## Activity
Consider the entries given below. Count the lines that include "changes" and give only the count.

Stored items
━━━━━━
PR #53, opened 2023-09-14
pathogen-repo-build: Support assuming an AWS role via GitHub Actions' OIDC provider

tsibley:
The default role has a pretty limited set of permissions right now: basically only those required to submit and interact with AWS Batch jobs, but not, for example, permissions to upload to our production S3 buckets.  The permissions will probably need to be extended in the future as repos/builds opt into this workflow and this role assumption. The role's trust policy will also need to be extended to allow other repos to assume it.

While the role is currently manually managed, it should really be managed by a Terraform configuration (but one separate from the current nextstrain.org Terraform configurations).

Related-to: <https://github.com/nextstrain/private/issues/22>

## Checklist

- [x] Checks pass

### DIFF
--- a/.github/workflows/pathogen-repo-build.yaml
+++ b/.github/workflows/pathogen-repo-build.yaml
@@ -29,13 +29,20 @@ on:
           Currently only supports docker, conda, and aws-batch.
           Defaults to "docker".
 
-          The aws-batch runtime requires the secrets:
+          The aws-batch runtime requires AWS credentials.  These may come
+          directly from secrets or indirectly from assuming a role via GitHub
+          Actions' OIDC provider.
+
+          The following secrets are used if present:
 
           - AWS_ACCESS_KEY_ID
           - AWS_SECRET_ACCESS_KEY
 
           They must be defined in the repo's Actions secrets and passed to this
           workflow with `secrets: inherit`.
+
+          If no secrets are present, the GitHubActionsRoleNextstrainBatchJobs
+          role is assumed (in both senses of the verb).
         type: string
         default: docker
         required: false
@@ -57,7 +64,13 @@ on:
 
           All environment variables provided via the env input and all secrets
           provided via `secrets: inherit` can be passed to the build runtime
-          via the `--env` option.
+          via the `--env` option.  If AWS credentials were acquired by the
+          GitHub Action job via role assumption, the following environment
+          variables are also available to be passed:
+
+            - AWS_ACCESS_KEY_ID
+            - AWS_SECRET_ACCESS_KEY
+            - AWS_SESSION_TOKEN
         type: string
         default: nextstrain build .
         required: false
@@ -136,11 +149,12 @@ on:
 env:
   NEXTSTRAIN_GITHUB_DIR: .git/nextstrain/.github
 
+permissions:
+  id-token: write
+
 jobs:
   workflow-context:
     runs-on: ubuntu-latest
-    permissions:
-      id-token: write
     steps:
       - id: workflow-context
         uses: nextstrain/.github/actions/workflow-context@master
@@ -167,16 +181,6 @@ jobs:
           ref: ${{ needs.workflow-context.outputs.sha }}
           path: ${{ env.NEXTSTRAIN_GITHUB_DIR }}
 
-      - name: Setup runtime ${{ inputs.runtime }}
-        uses: ./.git/nextstrain/.github/actions/setup-nextstrain-cli
-        with:
-          cli-version: ">=7.1.0"
-          runtime: ${{ inputs.runtime }}
-        # Required to set up aws-batch as default runtime
-        env:
-          AWS_ACCESS_KEY_ID: ${{ secrets.AWS_ACCESS_KEY_ID }}
-          AWS_SECRET_ACCESS_KEY: ${{ secrets.AWS_SECRET_ACCESS_KEY }}
-
       - if: inputs.env
         name: Set environment variables
         env:
@@ -198,6 +202,21 @@ jobs:
           | jq 'del(.github_token)'
           | "$NEXTSTRAIN_GITHUB_DIR"/bin/json-to-envvars
           | tee -a "$GITHUB_ENV"
+
+      - if: inputs.runtime == 'aws-batch'
+        uses: aws-actions/configure-aws-credentials@v2
+        with:
+          aws-region: us-east-1
+          aws-access-key-id: ${{ secrets.AWS_ACCESS_KEY_ID }}
+          aws-secret-access-key: ${{ secrets.AWS_SECRET_ACCESS_KEY }}
+          role-to-assume: ${{ secrets.AWS_ACCESS_KEY_ID == '' && 'arn:aws:iam::827581582529:role/GitHubActionsRoleNextstrainBatchJobs' || '' }}
+          credential-lifetime: 43200 # seconds, or 12 hours
+
+      - name: Setup runtime ${{ inputs.runtime }}
+        uses: ./.git/nextstrain/.github/actions/setup-nextstrain-cli
+        with:
+          cli-version: ">=7.1.0"
+          runtime: ${{ inputs.runtime }}
 
       - name: Run build via ${{ inputs.runtime }}
         env:


.github/workflows/pathogen-repo-build.yaml
```diff
@@ -199,6 +197,21 @@ jobs:
           | "$NEXTSTRAIN_GITHUB_DIR"/bin/json-to-envvars
           | tee -a "$GITHUB_ENV"
 
+      - if: inputs.runtime == 'aws-batch'
```
joverlee521, line 200: Would we want to support AWS roles for builds using docker/conda runtimes that upload/deploy to AWS S3? Or would those still be expected to supply their own credentials?

joverlee521: Wait, how would the temp credentials created even be passed to the build runtime?

joverlee521 (approved):
The changes here look reasonable to me! 

My main questions are about the permissions and management of the `GitHubActionsRoleNextstrainBatchJobs` role. 

> The default role has a pretty limited set of permissions right now: basically only those required to submit and interact with AWS Batch jobs, but not, for example, permissions to upload to our production S3 buckets.

Is the plan to manage upload permissions with another AWS Batch job role (as you [mentioned previously](https://github.com/nextstrain/private/issues/22#issuecomment-1593794969)). So the temp credentials here will allow the deployment and running of the Batch job, but permissions for AWS interactions within the build runtime will be managed by a separate role. 

> The role's trust policy will also need to be extended to allow other repos to assume it.

Is the plan to maintain a list of allowed repos in the role's trust policy and we would add repos to it as we add more pathogen workflows?

tsibley:
> Is the plan to manage upload permissions with another AWS Batch job role (as you [mentioned previously](https://github.com/nextstrain/private/issues/22#issuecomment-1593794969)). So the temp credentials here will allow the deployment and running of the Batch job, but permissions for AWS interactions within the build runtime will be managed by a separate role.

Unclear right now. A few options I see:

1. Extend the `GitHubActionsRoleNextstrainBatchJobs` role to allow uploading/downloading to S3 buckets used for pathogen builds (e.g. `nextstrain-data`, `nextstrain-data-private`, `nextstrain-ncov-private`, `nextstrain-staging`). Ensure the temporary credentials from role assumption are passed into the AWS Batch job via `nextstrain build`, as they are now.
2. Create a new role (or several) that allows the permissions above and have this workflow arrange to pass those temporary credentials into the Batch job (e.g. via `nextstrain build` + using `output-credentials: true` to `configure-aws-credentials`). This is a minor privilege separation and probably not worth it.
3. Update the default Batch job role (`NextstrainJobsRole`) to allow the permissions we need and stop passing credentials into the job via `nextstrain build`.
4. Create a new role (or several) that can be assumed by the Batch job itself and arrange via `nextstrain build` to have it assumed as part of the job submission.

> Is the plan to maintain a list of allowed repos in the role's trust policy and we would add repos to it as we add more pathogen workflows?

I'd probably allow all existing pathogen repos initially, even if they're not using role assumption right now, and then yeah, add more as we need. I'd think of this as "enabling" a repo to use our AWS Batch infra.

.github/workflows/pathogen-repo-build.yaml
tsibley: Yes, we would want to make it work for those runtimes on GitHub Actions too. It should be straightforward...

After `configure-aws-credentials`, the temp creds are in the environment as the standard `AWS_ACCESS_KEY_ID`, `AWS_SECRET_ACCESS_KEY`, and `AWS_SESSION_TOKEN` variables. To be available in the Nextstrain build runtime, they must then be either explicitly passed via `nextstrain build --env ...` or implicitly passed in the absence of any `--env` or `--envdir` option. So the caller of pathogen-repo-build does need to opt-into passing these if it's passing other env vars.

tsibley:
To choose amongst options, I'd think to consider:

1. Review permissions we currently grant via individual IAM users/policies for each pathogen that's automated
2. Decide if the union of those is palatable to grant widely to pathogen repos and any one with commit access to them
3. Decide if the union of those is palatable to grant to any one who can submit AWS Batch jobs in our group (review this) 
4. Determine if the maximum session lifetime of 12 hours for an assumed role via GitHub OIDC is sufficient for all our pathogen builds or not

Option 1 is tempting because it's ~transparent to pathogen builds and easy. But it maybe runs into session lifetime issues if we're passing those assumed temporary credentials into the Batch job.

Options 3 and 4 are tempting because they're also ~transparent and easy and won't run into session lifetime issues. However, it means being ok allowing everyone in the lab who can submit jobs to make all the changes our automated builds need to do.

.github/workflows/pathogen-repo-build.yaml
joverlee521: Ah okay, so this would require clear documentation for the user to know that they need to pass the `--env` options to interact with AWS in any way.

tsibley: Yep, the same as it is now.

joverlee521: Yeah, I guess I mean to document the exact environment variables that need to be passed. I think it's slightly less obvious here because the AWS environment variables are created within the GH Action workflow instead of being user provided secrets.

tsibley: Indeed, that's a good point.

.github/workflows/pathogen-repo-build.yaml
```diff
@@ -199,6 +197,21 @@ jobs:
...
+        uses: aws-actions/configure-aws-credentials@v2
+        with:
+          aws-region: us-east-1
+          aws-access-key-id: ${{ secrets.AWS_ACCESS_KEY_ID }}
+          aws-secret-access-key: ${{ secrets.AWS_SECRET_ACCESS_KEY }}
+          role-to-assume: ${{ secrets.AWS_ACCESS_KEY_ID == '' && 'arn:aws:iam::827581582529:role/GitHubActionsRoleNextstrainBatchJobs' || '' }}
```
jameshadfield, line 206: Could you clarify what's going on here for me?

The `role-to-assume` line seems like it's assuming a role _if_ keys are not set as secrets. Seems sensible, as it allows users to provide their own IAM keys if the role isn't available / suitable to them.

But we also provide the keys here (`with.aws-access-key-id`, `with.aws-secret-access-key`), and from my reading of the [action docs](https://github.com/aws-actions/configure-aws-credentials/blob/main/action.yml) this means we  "want to assume a role using access keys rather than a web identity token". Perhaps if the keys are empty (which they are if we are going to assume a role) then it's as if we didn't provide them and so we'll assume a role via OIDC, but in this case why are they provided to this action at all?

tsibley: > Perhaps if the keys are empty (which they are if we are going to assume a role) then it's as if we didn't provide them and so we'll assume a role via OIDC…

Yes, this is what happens.

> …but in this case why are they provided to this action at all?

Because providing them to this action makes the secrets available in the environment for subsequent steps. This action is the single codepath to making AWS credentials available for the rest of the steps in the job, regardless of how those credentials were obtained.

jameshadfield: Gotcha. Thanks. [This table](https://github.com/aws-actions/configure-aws-credentials/tree/main#using-this-action) in the action's docs does imply that's what happens, but [the description of the inputs](https://github.com/aws-actions/configure-aws-credentials/blob/main/action.yml#L18-L20) doesn't say anything about that capability.

tsibley: Nod. I don't think GitHub Actions distinguishes between "empty" and "not set/not provided" inputs, so code consuming them doesn't either.

.github/workflows/pathogen-repo-build.yaml
tsibley: I'm going to address runtimes other than AWS Batch in another PR.

I did a quick look with GitHub search and all but two of our relevant workflows specify AWS Batch. The exceptions are [hepB](https://github.com/nextstrain/hepatitisB/blob/7bd1b05e55a7fe0179195d13d44abaf40755d1ef/.github/workflows/run-builds.yaml#L14-L17) and [seasonal-flu's fauna → S3 workflow](https://github.com/nextstrain/seasonal-flu/blob/873467c361738220041fcc0ff230def629c25150/.github/workflows/upload.yaml#L31-L44). They'd indeed both likely want conversion to role assumption in the future.

tsibley: [Added doc](https://github.com/nextstrain/.github/pull/53/files#diff-a708599ac70a96e634c67840937db538813ec036b702104dcf91f6e0e7f0849aR67-R73) on available AWS credentials.

tsibley: Made a checklist item on https://github.com/nextstrain/private/issues/98 for other runtimes.

tsibley:
This PR shouldn't have any functional change for our current usage, as I believe all callers provide explicit credentials themselves so the new role won't be assumed. As such, I'm inclined to merge it sooner than later to not leave it dangling. Further work to come will [extend the role's permissions](https://github.com/nextstrain/private/issues/95) (or otherwise provide for additional permissions) and ensure they're [passed in one way or another to the runtime](https://github.com/nextstrain/private/issues/96).

tsibley:
> While the role is currently manually managed, it should really be managed by a Terraform configuration (but one separate from the current nextstrain.org Terraform configurations).

Will be part of https://github.com/nextstrain/infra/compare/main...dev.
━━━━━━
## Result of the task
2